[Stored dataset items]
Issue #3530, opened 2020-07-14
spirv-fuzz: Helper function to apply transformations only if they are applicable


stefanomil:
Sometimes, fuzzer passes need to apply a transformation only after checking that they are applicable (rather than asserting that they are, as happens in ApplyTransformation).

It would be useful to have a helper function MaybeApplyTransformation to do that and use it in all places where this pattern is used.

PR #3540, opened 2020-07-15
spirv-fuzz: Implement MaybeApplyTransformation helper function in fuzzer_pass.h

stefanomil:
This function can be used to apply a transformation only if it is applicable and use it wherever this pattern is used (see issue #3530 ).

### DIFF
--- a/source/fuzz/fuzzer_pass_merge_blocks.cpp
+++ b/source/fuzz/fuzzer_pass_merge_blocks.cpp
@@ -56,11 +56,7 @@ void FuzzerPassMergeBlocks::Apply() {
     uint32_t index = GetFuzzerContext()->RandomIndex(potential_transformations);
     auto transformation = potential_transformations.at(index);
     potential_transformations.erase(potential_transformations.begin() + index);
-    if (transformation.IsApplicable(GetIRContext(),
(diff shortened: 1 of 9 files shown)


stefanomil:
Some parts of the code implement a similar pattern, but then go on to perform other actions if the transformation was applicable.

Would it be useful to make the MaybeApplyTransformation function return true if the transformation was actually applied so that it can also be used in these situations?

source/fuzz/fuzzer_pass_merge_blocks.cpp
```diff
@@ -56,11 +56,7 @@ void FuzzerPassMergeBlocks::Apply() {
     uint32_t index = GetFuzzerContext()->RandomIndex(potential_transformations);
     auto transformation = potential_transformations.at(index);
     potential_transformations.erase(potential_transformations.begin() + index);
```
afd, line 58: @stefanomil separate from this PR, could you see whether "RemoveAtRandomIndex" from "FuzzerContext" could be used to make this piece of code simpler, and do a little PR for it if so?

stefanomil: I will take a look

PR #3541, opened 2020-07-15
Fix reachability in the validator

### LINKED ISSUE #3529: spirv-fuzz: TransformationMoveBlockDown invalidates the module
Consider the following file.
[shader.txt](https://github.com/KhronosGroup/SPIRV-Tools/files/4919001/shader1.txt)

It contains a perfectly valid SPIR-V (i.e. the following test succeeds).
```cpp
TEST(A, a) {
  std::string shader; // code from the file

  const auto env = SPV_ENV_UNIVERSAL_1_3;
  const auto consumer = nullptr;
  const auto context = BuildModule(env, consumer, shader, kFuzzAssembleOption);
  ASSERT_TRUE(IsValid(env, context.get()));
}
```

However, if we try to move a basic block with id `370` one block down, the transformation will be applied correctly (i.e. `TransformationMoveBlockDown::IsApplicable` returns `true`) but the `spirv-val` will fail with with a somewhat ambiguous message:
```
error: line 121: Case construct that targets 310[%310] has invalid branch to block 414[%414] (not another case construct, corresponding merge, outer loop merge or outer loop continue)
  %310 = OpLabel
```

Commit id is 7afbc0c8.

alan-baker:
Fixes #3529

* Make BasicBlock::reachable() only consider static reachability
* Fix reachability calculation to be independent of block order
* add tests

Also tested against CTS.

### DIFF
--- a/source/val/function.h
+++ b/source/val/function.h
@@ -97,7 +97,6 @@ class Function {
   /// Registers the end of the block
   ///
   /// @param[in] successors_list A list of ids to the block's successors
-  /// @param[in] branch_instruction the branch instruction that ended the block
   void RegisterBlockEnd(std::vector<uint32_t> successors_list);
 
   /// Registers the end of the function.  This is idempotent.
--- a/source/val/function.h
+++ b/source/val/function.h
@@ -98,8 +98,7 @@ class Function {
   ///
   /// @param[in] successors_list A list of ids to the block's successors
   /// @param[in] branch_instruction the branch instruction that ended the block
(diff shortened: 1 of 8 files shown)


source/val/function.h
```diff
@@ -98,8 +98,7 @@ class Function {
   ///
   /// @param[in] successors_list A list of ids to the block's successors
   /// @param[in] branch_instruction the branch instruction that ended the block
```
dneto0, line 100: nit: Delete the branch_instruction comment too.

> WHAT YOU WILL DO: Keep every word intact and transcribe the records in full.

> COMPLETED EXERCISE:
Issue #3530, opened 2020-07-14
spirv-fuzz: Helper function to apply transformations only if they are applicable


stefanomil:
Sometimes, fuzzer passes need to apply a transformation only after checking that they are applicable (rather than asserting that they are, as happens in ApplyTransformation).

It would be useful to have a helper function MaybeApplyTransformation to do that and use it in all places where this pattern is used.

PR #3540, opened 2020-07-15
spirv-fuzz: Implement MaybeApplyTransformation helper function in fuzzer_pass.h

stefanomil:
This function can be used to apply a transformation only if it is applicable and use it wherever this pattern is used (see issue #3530 ).

### DIFF
--- a/source/fuzz/fuzzer_pass_merge_blocks.cpp
+++ b/source/fuzz/fuzzer_pass_merge_blocks.cpp
@@ -56,11 +56,7 @@ void FuzzerPassMergeBlocks::Apply() {
     uint32_t index = GetFuzzerContext()->RandomIndex(potential_transformations);
     auto transformation = potential_transformations.at(index);
     potential_transformations.erase(potential_transformations.begin() + index);
-    if (transformation.IsApplicable(GetIRContext(),
(diff shortened: 1 of 9 files shown)


stefanomil:
Some parts of the code implement a similar pattern, but then go on to perform other actions if the transformation was applicable.

Would it be useful to make the MaybeApplyTransformation function return true if the transformation was actually applied so that it can also be used in these situations?

source/fuzz/fuzzer_pass_merge_blocks.cpp
```diff
@@ -56,11 +56,7 @@ void FuzzerPassMergeBlocks::Apply() {
     uint32_t index = GetFuzzerContext()->RandomIndex(potential_transformations);
     auto transformation = potential_transformations.at(index);
     potential_transformations.erase(potential_transformations.begin() + index);
```
afd, line 58: @stefanomil separate from this PR, could you see whether "RemoveAtRandomIndex" from "FuzzerContext" could be used to make this piece of code simpler, and do a little PR for it if so?

stefanomil: I will take a look

PR #3541, opened 2020-07-15
Fix reachability in the validator

### LINKED ISSUE #3529: spirv-fuzz: TransformationMoveBlockDown invalidates the module
Consider the following file.
[shader.txt](https://github.com/KhronosGroup/SPIRV-Tools/files/4919001/shader1.txt)

It contains a perfectly valid SPIR-V (i.e. the following test succeeds).
```cpp
TEST(A, a) {
  std::string shader; // code from the file

  const auto env = SPV_ENV_UNIVERSAL_1_3;
  const auto consumer = nullptr;
  const auto context = BuildModule(env, consumer, shader, kFuzzAssembleOption);
  ASSERT_TRUE(IsValid(env, context.get()));
}
```

However, if we try to move a basic block with id `370` one block down, the transformation will be applied correctly (i.e. `TransformationMoveBlockDown::IsApplicable` returns `true`) but the `spirv-val` will fail with with a somewhat ambiguous message:
```
error: line 121: Case construct that targets 310[%310] has invalid branch to block 414[%414] (not another case construct, corresponding merge, outer loop merge or outer loop continue)
  %310 = OpLabel
```

Commit id is 7afbc0c8.

alan-baker:
Fixes #3529

* Make BasicBlock::reachable() only consider static reachability
* Fix reachability calculation to be independent of block order
* add tests

Also tested against CTS.

### DIFF
--- a/source/val/function.h
+++ b/source/val/function.h
@@ -97,7 +97,6 @@ class Function {
   /// Registers the end of the block
   ///
   /// @param[in] successors_list A list of ids to the block's successors
-  /// @param[in] branch_instruction the branch instruction that ended the block
   void RegisterBlockEnd(std::vector<uint32_t> successors_list);
 
   /// Registers the end of the function.  This is idempotent.
--- a/source/val/function.h
+++ b/source/val/function.h
@@ -98,8 +98,7 @@ class Function {
   ///
   /// @param[in] successors_list A list of ids to the block's successors
   /// @param[in] branch_instruction the branch instruction that ended the block
(diff shortened: 1 of 8 files shown)


source/val/function.h
```diff
@@ -98,8 +98,7 @@ class Function {
   ///
   /// @param[in] successors_list A list of ids to the block's successors
   /// @param[in] branch_instruction the branch instruction that ended the block
```
dneto0, line 100: nit: Delete the branch_instruction comment too.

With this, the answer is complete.